其实那天他是特意过去看雅卿的,宫里来了新人,而那时,皇上舅舅常在御花园里逗她,抱着胖胖的小丫头笑声能传很远。舅舅那么做,自是无意,但对宫中孤独的他与皇长子云图来说,就更显孤独了。
他纵是还有母亲,母亲却与外婆的关系并不好,不能时长进来看他。而云图连母亲也没有,舅舅除了查问功课,眼睛里根本就没有他的。
对于受宠的云塔,他们没法子,可是对于一个外来的土肥圆凭什么?那天也是因为受了点气,便逃学一路从御花园找到了朱雀宫,正在他躲躲藏藏的找那土肥圆时,结果土肥圆先找了他。不过,她认错人了,她以为这是她的哥哥,更扑了他。看也不看就大哭的抱着他,“哥哥坏,没来陪卿儿,卿儿要回家,卿儿要找娘!”
那一刻,郝仁也哭了,他也想回家,他也想娘。就算那时他也八岁了,但也还是个孩子。两人抱着一块哭了一会,就结了一起哭泣的友谊,纵是土肥圆发现自己认错了人,也没介意,还是叫他哥哥,给他拿点心,要他陪她玩。
那一天,是他在宫中最快活一天,就好像那个世界里只有他们俩一般。
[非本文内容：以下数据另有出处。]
PR #2764, opened 2022-10-31
add AKS nodepool autoscale test

nojnhuh:
**What type of PR is this?**
/kind cleanup

**What this PR does / why we need it**: This PR adds a simple flow to the AKS e2e test to enable and disable the cluster autoscaler for one of the cluster's machine pools.

Fixes #

**TODOs**:

- [ ] squashed commits
- [ ] includes documentation
- [ ] adds unit tests

**Release note**:

```release-note
NONE
```

### DIFF
--- a/test/e2e/aks.go
+++ b/test/e2e/aks.go
@@ -355,6 +355,96 @@ func GetLatestStableAKSKubernetesVersion(ctx context.Context, subscriptionID, lo
 	return maxVersion, nil
 }
 
+type AKSAutoscaleSpecInput struct {
+	Cluster       *clusterv1.Cluster
+	MachinePool   *expv1.MachinePool
+	WaitIntervals []interface{}
+}
+
+func AKSAutoscaleSpec(ctx context.Context, inputGetter func() AKSAutoscaleSpecInput) {
+	input := inputGetter()
+
+	settings, err := auth.GetSettingsFromEnvironment()
+	Expect(err).NotTo(HaveOccurred())
+	subscriptionID := settings.GetSubscriptionID()
+	auth, err := settings.GetAuthorizer()
+	Expect(err).NotTo(HaveOccurred())
+	agentpoolClient := containerservice.NewAgentPoolsClient(subscriptionID)
+	agentpoolClient.Authorizer = auth
+	mgmtClient := bootstrapClusterProxy.GetClient()
+	Expect(mgmtClient).NotTo(BeNil())
+
+	amcp := &infrav1exp.AzureManagedControlPlane{}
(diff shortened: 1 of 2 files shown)


test/e2e/aks.go
```diff
@@ -355,6 +355,72 @@ func GetLatestStableAKSKubernetesVersion(ctx context.Context, subscriptionID, lo
...
+	amcp := &infrav1exp.AzureManagedControlPlane{}
+	err = mgmtClient.Get(ctx, types.NamespacedName{
+		Namespace: input.Cluster.Spec.ControlPlaneRef.Namespace,
+		Name:      input.Cluster.Spec.ControlPlaneRef.Name,
+	}, amcp)
+	Expect(err).NotTo(HaveOccurred())
+
+	ammp := &infrav1exp.AzureManagedMachinePool{}
+	err = mgmtClient.Get(ctx, client.ObjectKeyFromObject(input.MachinePool), ammp)
+	Expect(err).NotTo(HaveOccurred())
```
jackfrancis, line 386: How about instead of hard-coding an initial expectation that autoscaling is disabled we simply get the current configuration at the beginning of this flow, and then invert it?

jackfrancis: This way we can establish a flexible configuration A/B pattern that adapts to however the underlying cluster template evolves over time.

I can also imagine something like the following funcs that support this pattern:

`func ValidateAKSAutoscaleDisabled(ctx context.Context, inputGetter func() AKSAutoscaleSpecInput) {`

`func ValidateAKSAutoscaleEnabled(ctx context.Context, inputGetter func() AKSAutoscaleSpecInput) {`

If we detect in our initial `AKSAutoscaleSpec` flow that autoscaling is disabled for the pool in question, then we can invoke `ValidateAKSAutoscaleDisabled`, which would do something like add more pod replicas than can be scheduled on this pool, and validate that no scaling occurs. After that validation succeeds, we could then enabled the autoscaler (which is a part of our original test to confirm that mutable configurations can in fact be mutated), and then invoke `ValidateAKSAutoscaleEnabled`, which would do a similar pod replica scheduling thing, but this time validate a successful, automatic pool scale out.

And reverse the order of the above if the original cluster template config had the autoscaler enabled.

nojnhuh: That makes sense. I just pushed a change that I think is along these lines.

jackfrancis: This is nice! The next thing we want to do is to actually engage the autoscaler by scheduling pods. We can do that in a follow-up PR, let's land this ASAP so we have a nice pattern in the E2E suite that demonstrates this type of on/off/on/off feature testing.

PR #576, opened 2023-04-11
snapshotEngine: Switch chart from AWS to Digitalocean

orcutt989:
This branch allows for user-configurable values `s3BucketOverride` and `cloudProvider`.

By default the snapshotEngine helm chart is very AWS and configuration dependent at this time and we plan on making it interchangeable with the popular cloud vendors in the future.

By default - the S3 bucket name is assumed from `<namespace>`.`<snapshot_website_domain_name>`. Eventually we would like to anticipate this from the infrastructure in some way, but for now its a static value.  `s3BucketOverride` allows one to simply override this assumed value with a value of their own.  

The Zip and Upload job anticipates that alternative credentials will be mounted as a secret named `cloud-provider` in the same namespace. This secret is mounted as a volume and then retrieved and used in an `alias` for the `aws` CLI command.


snapshotEngine/getAllSnapshotMetadata.py
```diff
@@ -20,7 +20,7 @@
 # Get each subdomain's base.json and combine all artifacts into 1 metadata file
 for subDomain in allSubDomains:
     baseJsonUrl = (
-        "https://" + subDomain + "." + snapshotWebsiteBaseDomain + "/base.json"
+        "https://" + subDomain + "-shots" + "." + s3Endpoint + "/base.json"
```
nicolasochem, line 23: Look like once merged, digitalocean will be hardcoded. Is it expected?

snapshotEngine/zip-and-upload.sh
```diff
@@ -5,75 +5,105 @@ BLOCK_HASH=$(cat /"${HISTORY_MODE}"-snapshot-cache-volume/BLOCK_HASH)
...
 
+# Sets aws command credentials depending on cloud provider
+# Alias functionality outside of command blocks is not consistent
+#  so we opted for this.
+# $1 is file name
+set_aws_command_creds(){
+    if [[ -n ${CLOUD_PROVIDER} ]]; then
+        echo "AWS_ACCESS_KEY_ID=$(cat /cloud-provider/access-id) \
+            AWS_SECRET_ACCESS_KEY=$(cat /cloud-provider/secret-key) \
+            aws --endpoint-url https://nyc3.digitaloceanspaces.com "
```
nicolasochem, line 41: Some more hardcoding here? if `CLOUD_PROVIDER` is set then the endpoint is necessarily DO?

nicolasochem (commented):
On the one hand it looks like you are aiming for backward-compatibility with AWS based on the presence/absence of CLOUD_PROVIDER, but on the other hand I've seen places where it looks like Digitalocean is always assumed? I left comments.

Not necessarily a problem as I believe we can deprecate AWS support when DO works...

snapshotEngine/zip-and-upload.sh
orcutt989: The idea was that when this function is `eval`ed if `CLOUD_PROVIDER` is set then digitalocean is the endpoint, or rather this region.  So I wouldnt say DO is hardcoded here, only the region.  If `CLOUD_PROVIDER` is not set then the creds remain AWS.

snapshotEngine/getAllSnapshotMetadata.py
orcutt989: We absolutely could! 😄

orcutt989: The scope started out to make it configurable but then we honed in to just make DO work for now.

snapshotEngine/zip-and-upload.sh
harryttd: What if a user sets it to aws? Then this would run as digital ocean. In other places in the code execution is determined based on what the value is and not assumed just if it has a value.

snapshotEngine/getAllSnapshotMetadata.py
nicolasochem: I'm not sure actually. No one else is using the snapshot engine, and we want snapshots to go away completely in favor of warp sync, so we should focus on our own use case.

nicolasochem (approved):

nicolasochem (approved):

snapshotEngine/getAllSnapshotMetadata.py
orcutt989: I wholeheartedly agree - however we were very AWS-dependent to begin making configuration difficult. My intention with this branch was to make it configurable, but our cost-savings goals have become more pressing versus usability unfortunately.  That is why this branch makes it seem like its configurable, but then when I did the metadata I just flipped it so we could get to the next step. You can see my journey in @nicolasochem's comments.

I am working in a linear fashion and currently the goal is to get the creation of artifacts off of AWS and onto DigitalOcean. This is an old branch whose functionality is needed for another branch I am working on that does this.

Unfortunately enabling more cross-cloud configuration will require a bit more effort and time that will take away from our current cost-savings goal. Happy to put some effort into it later, but the charges we're incurring from shipping data from AWS to DigitalOcean are pressing. If we're also going to be pitching snapshots then that also suggests we should think about it later or just forget about it.

snapshotEngine/zip-and-upload.sh
orcutt989: If its not set then the creds are run via the service account mounted to the pod which is AWS-authenticated as normal.

snapshotEngine/getAllSnapshotMetadata.py
nicolasochem: yes, as said before, let's just do DigitalOcean. We are not helping anyone by making this code multi-cloud.

PR #577, opened 2023-04-11
Add ability to set operations-pool per baker

nicolasochem:
Operations-pool allows the baker to target a flashbake endpoint or other external mempool provider by passing a URL. This was previously done by passing BAKER_EXTRA_ARGS env variable, but it would be the same for every baker in your pod. This allows setting an endpoint per baking address.

### DIFF
--- a/charts/tezos/templates/configs.yaml
+++ b/charts/tezos/templates/configs.yaml
@@ -88,17 +88,18 @@ metadata:
   name: tezos-secret
   namespace: {{ .Release.Namespace }}
 ---
-{{- if (include "tezos.hasPerBlockVotes" .) }}
 apiVersion: v1
 data:
 {{- range $k, $v := .Values.accounts }}
 {{- range ( $v.protocols | default $.Values.protocols ) }}
   {{ $k }}-{{ .command }}-per-block-votes.json: {{ .vote | toJson | quote }}
 {{- end }}
+{{- if $v.operations_pool }}
+  {{ $k }}_operations_pool: {{ $v.operations_pool | quote }}
+{{- end }}
 {{- end }}
 kind: ConfigMap
 metadata:
-  name: per-block-votes
+  name: baker-config
   namespace: {{ .Release.Namespace }}
 ---
-{{- end }}
--- a/charts/tezos/templates/configs.yaml
+++ b/charts/tezos/templates/configs.yaml
@@ -88,6 +88,7 @@ metadata:
   name: tezos-secret
   namespace: {{ .Release.Namespace }}
 ---
+{{- if (include "tezos.shouldDeployBakerConfig" .) }}
 apiVersion: v1
 data:
 {{- range $k, $v := .Values.accounts }}
@@ -103,3 +104,4 @@ metadata:
   name: baker-config
   namespace: {{ .Release.Namespace }}
 ---
+{{- end }}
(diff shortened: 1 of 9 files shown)


harryttd (changes requested):

charts/tezos/templates/configs.yaml
```diff
@@ -73,17 +73,18 @@ metadata:
...
 {{- end }}
+{{- if $v.operations_pool }}
+  {{ $k }}_operations_pool: {{ $v.operations_pool | quote }}
+{{- end }}
 {{- end }}
 kind: ConfigMap
 metadata:
-  name: per-block-votes
+  name: baker-config
   namespace: {{ .Release.Namespace }}
```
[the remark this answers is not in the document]
nicolasochem: Good point, previously the `baker-config` cm would always exist. I have now re-added a condition, but it checks for the presence of bakers rather than a specific toggle vote. Whenever there is a baker, it's mandatory to set the toggle vote in values.yaml so it's ok now.

I tested in minikube on a private chain and the cm existed. Then I tried a public chain (mumbainet) and it didn't.

charts/tezos/templates/nodes.yaml
```diff
@@ -58,11 +58,9 @@ spec:
         - name: tezos-accounts
           secret:
             secretName: tezos-secret
-{{- if (include "tezos.hasPerBlockVotes" $) }}
-        - name: per-block-votes
+        - name: baker-config
           configMap:
-            name: per-block-votes
-{{- end }}
```
harryttd, line 65: I beleive this still needs a check. If a baker is not running then the cm doesn't exist

nicolasochem: now fixed

charts/tezos/values.yaml
```diff
@@ -72,6 +76,7 @@ accounts: {}
 #     key: edpk...
 #     is_bootstrap_baker_account: false
 #     bootstrap_balance: "4000000000000"
+#     operations_pool: http://flashbake-endpoint-baker-listener:12732
 #     protocols:
 #     - command: PtMumbai
 #       vote:
```
harryttd, line 82: I just realized, is this example inaccurate? It's an account for a baker, but the key passed is a public key and is_bootstrap_baker_account is false. To bake it needs a secret key unless passed a `signer_url` or `key_id`. Then public key is fine. But we show those examples later.

Perhaps baker0 should be what baker1 is but named `node0` or the like, and is shouldn't have `operations_pool` and `protocols`, because in this example baker1 isn't actually baking.

nicolasochem: In case of public chains, we don't actually need `is_bootstrap_baker_account` and `bootstrap_balance`. This is only relevant for private chains, as explained a bit above in the same file.

I fixed it in a different way, by making sure baker1 has a secret key and removing the fields specific to private chain.

test/charts/private-chain.expect.yaml
```diff
@@ -690,9 +690,9 @@ spec:
         - name: tezos-accounts
           secret:
             secretName: tezos-secret
-        - name: per-block-votes
+        - name: baker-config
```
harryttd, line 693: This sts isn't baking so I don't believe the baker config should be here

nicolasochem: fixed

harryttd (approved):
looks good

PR #579, opened 2023-04-15
EVM Rollup + DAL Nodes support

nicolasochem:
tezos-k8s "tezos" chart values files now support two new object definitions: `smartRollupNodes` and `dalNodes`.

This is to support teztnet's dailynet and mondaynet bootstrap smart rollup and nodes.

## Smart Rollup

* supports injection of smart rollup at genesis thanks to a `fromfile#` shortcut in the values.yaml. The rollup itself is too big to be passed through the helm values
* adds a deployment for EVM proxy as well

## DAL node

* supports creation of an arbitrary number of DAL nodes with bootstrap or attester profile. The baking address for the attestor is specified
* baker can be configured to target an attester by URL


charts/tezos/templates/octez-rollup-node.yaml
```diff
@@ -0,0 +1,218 @@
...
+        command:
+          - /bin/sh
+        args:
+          - "-c"
+          - |
+{{ tpl ($.Files.Get "scripts/evm-proxy.sh") $ | indent 12 }}
+      securityContext:
+        fsGroup: 1000
+---
+{{- if $v.evm_proxy_ingress | default false }}
```
harryttd, line 49: I think this is missing in value.y spec

charts/tezos/templates/octez-rollup-node.yaml
```diff
@@ -0,0 +1,218 @@
...
+        - {{ . | quote }}
+        {{- end }}
+      secretName: {{ .secretName }}
+    {{- end }}
+  {{- end }}
+  rules:
+    - host: {{ $v.evm_proxy_ingress.host }}
+      http:
+        paths:
+          - pathType: ImplementationSpecific
```
harryttd, line 80: this should use the pathType prop from values.yaml and default to Prefix. I think our ingresses everywhere default to Prefix

charts/tezos/templates/octez-rollup-node.yaml
```diff
@@ -0,0 +1,218 @@
...
+        - {{ . | quote }}
+        {{- end }}
+      secretName: {{ .secretName }}
+    {{- end }}
+  {{- end }}
+  rules:
+    - host: {{ $v.ingress.host }}
+      http:
+        paths:
+          - pathType: ImplementationSpecific
```
harryttd, line 209: Should use Prefix field from values.y

charts/tezos/scripts/smart-rollup-node.sh
```diff
@@ -0,0 +1,17 @@
+set -ex
+
+TEZ_VAR=/var/tezos
+TEZ_BIN=/usr/local/bin
+CLIENT_DIR="$TEZ_VAR/client"
+ROLLUP_DATA_DIR="$TEZ_VAR/rollup"
+
+xxd -ps -c 0  /usr/local/share/tezos/evm_kernel.wasm   | tr -d '\n' > /var/tezos/smart-rollup-boot-sector
```
harryttd, line 8: comment here whats going on?

charts/tezos/scripts/evm-proxy.sh
```diff
@@ -0,0 +1,9 @@
+set -ex
+
+TEZ_BIN=/usr/local/bin
+
+CMD="$TEZ_BIN/octez-evm-proxy-server run \
+  --rpc-addr 0.0.0.0 \
+  --rollup-node-endpoint  http://rollup-evm:8932"
```
harryttd, line 7: does the url need to be a variable bec there can be multiple sts's with their own services?

charts/tezos/scripts/chain-initiator.sh
```diff
@@ -4,17 +4,92 @@ until $CLIENT rpc get /chains/main/blocks/head/header | grep '"level":'; do
...
 
-set -x
 set -o pipefail
 if ! $CLIENT rpc get /chains/main/blocks/head/header | grep '"level": 0,'; then
     echo "Chain already activated, considering activation successful and exiting"
     exit 0
 fi
 
+# Substitute #fromfile with the hex encoded files in question.
+# This is for bootstrapped smart rollups.
```
harryttd, line 14: what is this all for?

charts/tezos/scripts/dal-node.sh
```diff
@@ -0,0 +1,17 @@
...
+
+mkdir -p ${DAL_DATA_DIR}
+
+CMD="$TEZ_BIN/octez-dal-node \
+  run \
+  --data-dir ${DAL_DATA_DIR} \
+  --endpoint http://tezos-node-rpc:8732 \
+  --net-addr 0.0.0.0:11732 \
+  --rpc-addr 0.0.0.0:10732 \
+  --use-unsafe-srs-for-tests"
```
linoscope, line 15: Head up: This option will be removed in https://gitlab.com/tezos/tezos/-/merge_requests/9228/ .

Context: After 9228, the DAL node will automatically sync it's dal configuration with the octez node, hence we don't need to configure this flag on the dal-node side.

除了他需要帮助时,会有人出来帮助之外,朱雀宫的小花园里,只有他们俩。
“就是那回啊?问你哪去了,你说什么躲猫猫,在树洞里睡着了,结果是跟妹妹玩去了。”长公主恍然,儿子只逃过一次学,她自是记得的。
长公主问他为什么,他却不肯说实话。问跟着的丰凯,丰凯却说,不知道小侯爷去哪了,这倒还成了个悬案。
没想到竟然是躲进了朱雀宫,儿子不说,倒也不是怕处罚,而是因为那时太后与朱雀宫就已经势同水火,她一是想不到宝贝孙子会去仇人那儿。而儿子不说也基于此,真的说了,那么太后只会更生气。
倒是高满的态度有些好玩了,身为管事的贵妃,宫里有什么事,她会不知道。她定然知道儿子在她的宫中跟她的侄女玩,为何也不说?让外头人仰马翻!
“贵妃知道你在朱雀宫跟卿儿玩吗?”长公主忍不住问道。
“知道啊,不过我离开时,她说,外头都在找我,让我别说在朱雀宫玩,就说自己在树洞里睡着了,就好了。”郝仁笑了,想想,“贵妃人其实挺好的,我是舅舅也会喜欢她。”
“为什么?”雅卿听了半天,大概是猜到了,这位不经意闯进了朱雀宫,结果被小胖墩的自己抓住了。那时的缘,也就成了后来的因。于是上一世,他买回自己,和这一世正好碰上自己,于是伸手相助,都是缘于此了。不过没想到,他会突然冒出这么一句。他心里喜欢姑母那样的女子吗?
“善解人意啊!我都没说让她别告诉太后,她就自己说,让我别说,多可爱啊!她都没问我是谁呢!”郝仁笑着捏了她的小脸一下。
“这就是你姑姑!”长公主轻摇了一下头,不置可否。
“所以你才会救我吗?”雅卿其实想问的是,为何上一世没救我?
“是啊,凭什么让你才回去,就被你笨蛋爹连累。不过还好你运气好,正好让我碰上。我在路上还在想着,要丰凯进二门里找你,把你先藏起来。要是找不着你,又真的找到不利于你爹的证据,我身上还有一份圣旨,那就全完了。纵是娘亲至,也不可能让你全身而退。”郝仁轻舒了一口气,又不禁逗了她一下,“将来说不定我得花钱把你买回来了!”
“把我现在带出来,万一我爹有事,怎么办,我不就是钦犯了?”雅卿心里一疼,原是这样。
因为那天夜里,她疯了一般要出去,闹得太过,引来大批的官兵,而正是那时,那封信被抄了出来。高家大逆,高家人等打入天牢。但这回他先送出了自己,可还是没有用的,她身份改不了。